L'opéra succombe-t-il aux diktats de la mode

Par Éric Champagne / 2 mars 2003


Lettre à la rédaction - L'opéra succombe-t-il aux diktats de la mode ?

Le 10 janvier dernier, la télévision de Radio-Canada présentait à Zone libre un reportage intitulé « L'opéra se déshabille », une émission qui a créé des remous dans la communauté des arts. Entre autres, plusieurs commentaires et lettres ont été publiés dans le journal La Presse. La Scena Musicale présente ici l'opinion d'un lecteur. Dans un prochain numéro, LSM traitera de ce sujet.

L'émission Zone libre du 10 janvier dernier a déclenché dans le milieu musical québécois une controverse qui porte à réfléchir plus largement sur nos opinions et nos jugements face à l'aspect physique des chanteurs d'opéra et des artistes en général. Ainsi, on y apprend que le metteur en scène Serge Denoncourt ne supporte pas de voir des « grosses de 40 ans » chanter à l'opéra. Pire encore, tout porte à croire que le metteur en scène a son mot à dire dans le choix d'une distribution et que ce choix se fait non pas en fonction des capacités vocales mais bien en fonction du look ou de l'aspect physique du chanteur. Cette déclaration est tout simplement honteuse et elle sonne l'alarme de l'intolérance et du manque de respect envers autrui.

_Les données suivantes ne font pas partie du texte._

PR #786, opened 2022-10-19
feat: Automatic sort based on identifier and position

ptbrowne:
Added a new sort option called "Automatic" for column / lines / area and pie chart. It uses either
the identifier or the position of the value to sort the values.
Legend is sorted according to this and also the tooltip content values.

Technically, I've tried to group the sorting logic that was dispersed
across chart to be able to more easily add the new sorting method.

- [ ] ~~Add alternate name as a sorting option~~ Will do that in another PR
- [x] Add E2E tests

## How to test

- Go to the preview deployment (See "Visit preview" link below)
- Go to the photovoltaik dataset *on int*: `/en/create/new?cube=https://energy.ld.admin.ch/sfoe/bfe_ogd84_einmalverguetung_fuer_photovoltaikanlagen/13&dataSource=Int`
- Select {areas,pie,column,lines} charts
- Go the segment and pick "Standort der Anlage" to color
- "Automatic" should be the default selected options, Zurich should come first, Jura should come last
- This should be visible in the chart, the legend, and the tooltip options
- You have the ability to revert the sort
- You should be able to select "Name" as a sorting option

Original issue : https://gitlab.ldbar.ch/bafu/umweltdatenkiosk-planning/-/issues/119

Fixes https://github.com/visualize-admin/visualization-tool/issues/789

### DIFF
--- a/app/charts/column/columns-grouped-state.tsx
+++ b/app/charts/column/columns-grouped-state.tsx
@@ -141,7 +141,6 @@ const useGroupedColumnsState = (
 
   // Sort
   const xSorting = fields.x.sorting;
-  const xSortingOrder = fields.x.sorting?.sortingOrder;
 
   // Group by X
   const sortedData = useMemo(() => {
@@ -197,19 +196,24 @@ const useGroupedColumnsState = (
     const dimension = dimensions.find(
       (d) => d.iri === fields.segment?.componentIri
     );
+
+    const sorting = fields?.segment?.sorting;
     const sorters = makeDimensionValueSorters(dimension, {
-      sorting: fields?.segment?.sorting,
+      sorting,
       sumsBySegment,
     });
 
-    return orderBy(uniqueSegments, sorters, xSortingOrder || "asc");
+    return orderBy(
+      uniqueSegments,
+      sorters,
+      sorting?.sortingOrder === "desc" ? "desc" : "asc"
+    );
   }, [
     plottableSortedData,
     dimensions,
     fields.segment?.sorting,
     fields.segment?.componentIri,
     sumsBySegment,
-    xSortingOrder,
     getSegment,
   ]);
 
--- a/app/charts/column/columns-grouped-state.tsx
+++ b/app/charts/column/columns-grouped-state.tsx
@@ -266,10 +266,9 @@ const useGroupedColumnsState = (
     const xScaleIn = scaleBand().domain(segments).padding(PADDING_WITHIN);
 
     // x as time, needs to be memoized!
-    const xEntireDomainAsTime = extent(sortedData, (d) => getXAsDate(d)) as [
-      Date,
-      Date
-    ];
+    const xEntireDomainAsTime = extent(plottableSortedData, (d) =>
+      getXAsDate(d)
+    ) as [Date, Date];
     const xEntireScale = scaleTime().domain(xEntireDomainAsTime);
 
     // y
@@ -304,13 +303,13 @@ const useGroupedColumnsState = (
   }, [
     dimensions,
     fields.segment,
-    getX,
-    getXAsDate,
-    getY,
-    getYErrorRange,
-    sortedData,
     preparedData,
     segments,
+    plottableSortedData,
+    getX,
+    getXAsDate,
+    getYErrorRange,
+    getY,
   ]);
 
   const yMeasure = measures.find((d) => d.iri === fields.y.componentIri);
@@ -446,7 +445,7 @@ const useGroupedColumnsState = (
   return {
     chartType: "column",
     preparedData,
-    allData: sortedData,
+    allData: plottableSortedData,
     bounds,
     getX,
     getXAsDate,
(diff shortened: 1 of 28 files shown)


AnninaWalker:
Currently it seems that in the bar chart column the Sorting from A-Z and Z-A does not seem to work. This is not only for the "Automatic" Sorting but also for the "Name" Sorting

app/rdf/queries.ts
```diff
@@ -234,7 +234,7 @@ export const getCubeDimensionValues = async (
     return [];
   }
 
-  return await getCubeDimensionValuesWithLabels({
+  return await getCubeDimensionValuesWithMetadata({
```
bprusinowski, line 237: 👍

app/charts/column/columns-grouped-state.tsx
```diff
@@ -287,9 +263,10 @@ const useGroupedColumnsState = (
     const xScaleIn = scaleBand().domain(segments).padding(PADDING_WITHIN);
 
     // x as time, needs to be memoized!
-    const xEntireDomainAsTime = extent(plottableSortedData, (d) =>
-      getXAsDate(d)
-    ) as [Date, Date];
+    const xEntireDomainAsTime = extent(sortedData, (d) => getXAsDate(d)) as [
+      Date,
+      Date
+    ];
```
bprusinowski, line 272: Why `sortedData` and not `plottableSortedData` as before? The same comment for lines 308 and 446 😅

app/charts/pie/pie-state.tsx
```diff
@@ -100,51 +73,64 @@ const usePieState = (
...
+  const plottableData = usePlottableData({
+    data: data,
     plotters: [getY],
   });
 
   // Apply end-user-activated interactive filters to the stack
   const preparedData = usePreparedData({
     legendFilterActive: interactiveFiltersConfig?.legend.active,
-    sortedData: plottableSortedData,
+    sortedData: data,
```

« L'opéra a ceci de bon qu'il procure de l'emploi aux obèses qui ont de la voix. » Cet aphorisme de Bernard Shaw, d'un cliché condescendant, se rapproche de l'étroitesse d'esprit de Serge Denoncourt. Oui, certains chanteurs ont un physique ingrat aux yeux de la mode d'aujourd'hui, mais cela ne diminue en rien leur talent et n'empêche pas qu'ils puissent être charmants et désirables. Les grands artistes l'ont compris depuis longtemps. Je pense à Isadora Duncan qui, lors d'un séjour à Bayreuth, a écrit ces réflexions : « La plupart des chanteurs de Bayreuth étaient énormes. Mais quand ils ouvraient la bouche, leur voix pénétrait dans un monde de beauté où vivent les dieux éternels. C'est pourquoi je suis persuadée que ces gens n'avaient pas conscience de leur corps, que celui-ci n'était sans doute pour eux qu'un masque recouvrant l'énergie et la puissance extraordinaires qu'il leur fallait pour donner une expression à leur musique divine (Ma vie, Paris, Gallimard, 1932). » C'est ainsi depuis que l'opéra existe !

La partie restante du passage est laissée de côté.